- **EXERCISE**: From the records, pick out and copy each line containing "else".

(SOURCE RECORDS Opens)

PR #486, opened 2021-06-16
Fixes mismatch in kotlin panic exceptions

### LINKED ISSUE #485: Error returning functions will throw a different exception when panic'ing than non-error returning functions in kotlin
So looking back at some of the binding generation code, and trying to reason about the error handling - got a personal investment in that code 😄 

[It seems that non-throwing functions are set to return an `InternalException`](https://github.com/mozilla/uniffi-rs/blob/main/uniffi_bindgen/src/bindings/kotlin/templates/ErrorTemplate.kt#L116) which is great to catch panics! Because a panic will be mapped to an Error on the rust side. [Eventually, this InternalExpection error is thrown up](https://github.com/mozilla/uniffi-rs/blob/main/uniffi_bindgen/src/bindings/kotlin/templates/ErrorTemplate.kt#L94)

The issue comes in because throwing functions (functions that already are expecting to be able to throw errors) will not throw the same error if they see a panic - [they instead would throw a `RuntimeException`](https://github.com/mozilla/uniffi-rs/blob/main/uniffi_bindgen/src/bindings/kotlin/templates/ErrorTemplate.kt#L116).

I think this is okay consumer-wise, a panic being an `InternalException` or a `RuntimeException` is OK (I think? they're not meant to be caught anyway) but it can cause problems in a development experience for developers consuming our APIs.

### How to fix it
A very simple fix is probably to simply throw an `InternalException` instead of a `RuntimeException` [when a code is not recognized](ttps://github.com/mozilla/uniffi-rs/blob/main/uniffi_bindgen/src/bindings/kotlin/templates/ErrorTemplate.kt#L116)

This could be a nice first issue for me to take on coming back, so I'll pick it up!
I'll take a look at the other bindings after, and file other issues if I see something similar

┆Issue is synchronized with this [Jira Task](https://jira.mozilla.com/browse/SYNC-2256)

tarikeshaq:
fixes #485 

As a follow-up I'll take a look at the other bindings and make sure this behaviour is consistent. I'll file an issue to add a coverall.falliblePanic test for the other bindings (which will include figuring out if this behaviour is also wrong there), ref for follow up: #487

### DIFF
--- a/uniffi_bindgen/src/bindings/kotlin/templates/ErrorTemplate.kt
+++ b/uniffi_bindgen/src/bindings/kotlin/templates/ErrorTemplate.kt
@@ -113,7 +113,8 @@ internal open class {{e.name()}} : RustError() {
             {% for value in e.values() -%}
             {{loop.index}} -> return {{e.name()}}Exception.{{value}}(message) as E
             {% endfor -%}
-            else -> return InternalException(message) as E
+            -1 -> return InternalException(message) as E
+            else -> throw RuntimeException("invalid error code passed across the FFI")
         }
     }
 }
--- a/uniffi_bindgen/src/bindings/kotlin/templates/ErrorTemplate.kt
+++ b/uniffi_bindgen/src/bindings/kotlin/templates/ErrorTemplate.kt
@@ -113,7 +113,7 @@ internal open class {{e.name()}} : RustError() {
             {% for value in e.values() -%}
             {{loop.index}} -> return {{e.name()}}Exception.{{value}}(message) as E
             {% endfor -%}
-            else -> throw RuntimeException("Invalid error received: $code, $message")
+            else -> return InternalException(message) as E
         }
     }
 }
--- a/uniffi_bindgen/src/bindings/swift/templates/ErrorTemplate.swift
+++ b/uniffi_bindgen/src/bindings/swift/templates/ErrorTemplate.swift
@@ -83,12 +83,16 @@ public enum {{e.name()}}: RustError {
         switch rustError.code {
             case 0:
                 return nil
+            case -1:
+            // TODO: Return a Uniffi defined error here
+            // to indicate a panic
+                fatalError("Panic detected!")
             {% for value in e.values() %}
             case {{loop.index}}:
                 return .{{value}}(message: String(cString: message!))
             {% endfor %}
             default:
-                return nil
+                fatalError("Invalid error")
         }
     }
 }
--- a/fixtures/coverall/src/coverall.udl
+++ b/fixtures/coverall/src/coverall.udl
@@ -56,6 +56,9 @@ interface Coveralls {
 
     void panic(string message);
 
+    [Throws=CoverallError]
+    void fallible_panic(string message);
+
     // *** Test functions which take either `self` or other params as `Arc<Self>` ***
 
     /// Calls `Arc::strong_count()` on the `Arc` containing `self`.
--- a/fixtures/coverall/src/lib.rs
+++ b/fixtures/coverall/src/lib.rs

(SOURCE RECORDS Closes)

- **EXPECTED ANSWER**:
-            else -> return InternalException(message) as E
+            else -> throw RuntimeException("invalid error code passed across the FFI")
-            else -> throw RuntimeException("Invalid error received: $code, $message")
+            else -> return InternalException(message) as E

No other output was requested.